**What the task requires:** If a line in the data holds "opened", copy that line out in full.

**Dataset entries:**
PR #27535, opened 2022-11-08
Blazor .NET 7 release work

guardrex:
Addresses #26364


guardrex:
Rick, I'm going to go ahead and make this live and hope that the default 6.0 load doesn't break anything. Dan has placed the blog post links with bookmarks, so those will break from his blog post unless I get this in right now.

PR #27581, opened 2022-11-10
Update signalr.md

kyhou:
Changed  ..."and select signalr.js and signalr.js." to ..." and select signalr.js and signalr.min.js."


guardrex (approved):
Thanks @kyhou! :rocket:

---

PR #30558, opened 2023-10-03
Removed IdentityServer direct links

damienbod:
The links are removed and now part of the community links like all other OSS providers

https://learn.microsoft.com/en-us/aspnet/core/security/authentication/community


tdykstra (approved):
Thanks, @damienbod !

==

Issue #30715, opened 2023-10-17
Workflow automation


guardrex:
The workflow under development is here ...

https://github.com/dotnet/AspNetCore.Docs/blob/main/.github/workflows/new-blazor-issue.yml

**Solution to this task:**
PR #27535, opened 2022-11-08
PR #27581, opened 2022-11-10
PR #30558, opened 2023-10-03
Issue #30715, opened 2023-10-17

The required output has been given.